Parameter Default Description
max_tries 10 Maximum number of attempts (including the initial request)
initial_backoff_ms 100 Initial delay (ms) for the exponential backoff stage
max_backoff_ms 180,000 (3 min) Maximum delay (ms) between retries
import icechunk

config = icechunk.RepositoryConfig.default()
config.storage.retries = icechunk.StorageRetriesSettings(
    max_tries=20,
    initial_backoff_ms=200,
    max_backoff_ms=60_000,
)

Timeouts: StorageTimeoutSettings#

Controls connect, read, and operation timeouts for the underlying S3 client. All values are in milliseconds. By default, these are unset and the AWS SDK defaults apply.

Parameter Description
connect_timeout_ms Time allowed to establish a TCP connection
read_timeout_ms Time allowed to read a single response
operation_timeout_ms Total time allowed for an entire operation (including all retries)
operation_attempt_timeout_ms Time allowed for a single attempt of an operation
config.storage.timeouts = icechunk.StorageTimeoutSettings(
    connect_timeout_ms=5_000,
    read_timeout_ms=30_000,
    operation_timeout_ms=300_000,
    operation_attempt_timeout_ms=60_000,
)

Stalled stream detection#

A stalled network stream is an HTTP connection which does not transfer any data over a certain period. Stalled connections may occur in the following situations:

  • When the client is connecting to a remote object store behind a slow network connection.
  • When the client is behind a VPN or proxy server which is limiting the number or throughput of connections between the client and the remote object store.

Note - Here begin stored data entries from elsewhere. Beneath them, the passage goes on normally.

Issue #70, opened 2021-03-16
New subcommand: exec


viktordick:
**Is your feature request related to a problem? Please describe.**
There is a repeating pattern in some subcommands that would also repeat for some of the other ideas that I have for more subcommands: Check the current commit ID, do some git operation, check the files that were touched by this git operation and play them back. Something like this is used by `pick` and `reset` and I was thinking about implementing a `revert` that would also do the same.

**Describe the solution you'd like**
If the above pattern is used by one specific subcommand, we no longer need to wrap every useful git command separately. This would allow something like

```
zodbsync exec "git checkout other-branch"
zodbsync exec "git revert my-broken-commit"
zodbsync exec "git reset --hard prod/master"
```

The rollback-mechanism including stashing and conflict checking with unstaged files must be ensured to still work.

viktordick:
Implemented in #71

PR #71, opened 2021-03-18
Add new subcommand "exec"

viktordick:
This is a generic subcommand that simplifies several git operations that
are automatically coupled with a playback.

Implements #70 
Existing tests run, but I need to actually test the functionality as well as the simplified versions of other commands.

### DIFF
--- a/README.md
+++ b/README.md
@@ -42,25 +42,30 @@ the configuration when calling the scripts, copy the configuration file there
 
 The most important settings are:
 ### `conf_path` or `wsgi_conf_path`
-If using ZServer (only Zope 2), set `conf_path` to the `zope.conf` of your Zope
-instance. If it is a standalone instance exclusively accessing its ZODB, it
-must be powered down if used by zodbsync. So usually it is advisable that it is
-configured to connect to a ZEO server. If using a WSGI server (Zope 2 or Zope
-4), set `wsgi_conf_path` accordingly.
+Set `conf_path` or `wsgi_conf_path` to the `zope.conf` of your Zope instance.
+If it is a standalone instance exclusively accessing its ZODB, it must be
+powered down if used by zodbsync. So usually it is advisable that it is
+configured to connect to a ZEO server.
+
+The two options are present due to a no longer relevant difference between
+`ZServer` and `WSGI` instance handling and can now be used interchangeably.
 
 ### `base_dir`
 Inside this folder (actually, in a subfolder named `__root__`), the serialized
 objects are placed.
 
 ### `manager_user`
-The name of a user that must be defined in the top-level UserFolder (`acl_users`)
-and which has Manager permissions. This user is considered to be the default
-owner of objects if no other information is stored in the object and the
-transaction that is used to upload objects to the ZODB is done by this user.
+The name of a user that must be defined in the top-level `UserFolder`
+(`acl_users`) and which has Manager permissions. Transactions that are used to
+upload objects to the ZODB are done by this user.
+
+### `default_owner`
+This user is considered to be the default owner of objects if no other
+information is stored in the object.
 
 ### `datafs_path`
-The path to the location of the Data.fs file. This is needed for the watcher
-mode of `perfact-zoperecord`.
+The path to the location of the Data.fs file. This is needed for `zodbsync
+watch`.
 
 ## Usage
 
@@ -83,7 +88,7 @@ Only a specific list of object types is supported by `zodbsync`. Objects whose
 type is not yet supported are created with a minimal `__meta__` file,
 containing only the `title`, `type` and an `unsupported` marker.
 
-If the package `perfact.pfcodechg` is available, an additional option
+An additional option
 `--commit` allows to create a `git` commit after the recording, sending a
 summary mail containing all changed files to an address specified in the
 configuration. This can be used as automated reminder fallback if changes are
@@ -102,7 +107,7 @@ target of the move operation is recognized).
 ### `zodbsync watch`
 
 This subcommand starts a process that aims to bypass the shortcomings of
-`zodbsync record --lasttxn`.  The process stays alive and builds an object tree
+`zodbsync record --lasttxn`. The process stays alive and builds an object tree
 of all objects in the ZODB. Each time it wakes up, it scans for new
 transactions, opens the Data.FS directly (in read-only mode) to obtain all
 affected object IDs, updates its object tree and uses it to obtain the physical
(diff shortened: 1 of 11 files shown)


viktordick:
@jan-jockusch Remembered again why I switched away from `exec`. `exec` is a builtint in Python 2, so the line

```
from .commands.exec import Exec
```

was invalid syntax. Of course it is not required that the file where the subcommand is defined has the same name, only lower case, but this is what I used up until now. I will change the file name to `execute.py`

viktordick:
Ready for review

perfact/zodbsync/subcommand.py
```diff
@@ -113,6 +113,64 @@ def check_repo(self):
...
+        @SubCommand.with_lock
+        def wrapper(self, *args, **kwargs):
+            # Check for unstaged changes
+            self.check_repo()
+
+            try:
+                func(self, *args, **kwargs)
+                # Are these all?
+                for fname in ['rebase-merge', 'rebase-apply',
+                              'CHERRY_PICK_HEAD', 'MERGE_HEAD', 'REVERT_HEAD']:
```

The Amazon S3 SDK allows detection and retrying on stalled stream errors, which typically look like

  |-> I/O error
  |-> streaming error
  `-> minimum throughput was specified at 1 B/s, but throughput of 0 B/s was observed

This behavior is configurable when creating a new Storage option, via the network_stream_timeout_seconds parameter. The default is 60 seconds. To set a different value, you may specify as follows

storage = icechunk.s3_storage(
    **other_storage_kwargs,
    network_stream_timeout_seconds=50,
)
repo = icechunk.Repository.open(storage=storage)

Specifying a value of 0 disables this check entirely.

Applying the configuration#

Pass the configured RepositoryConfig when creating or opening a repository:

repo = icechunk.Repository.open(
    storage=storage,
    config=config,
)

See Configuration for full details on applying and persisting configuration.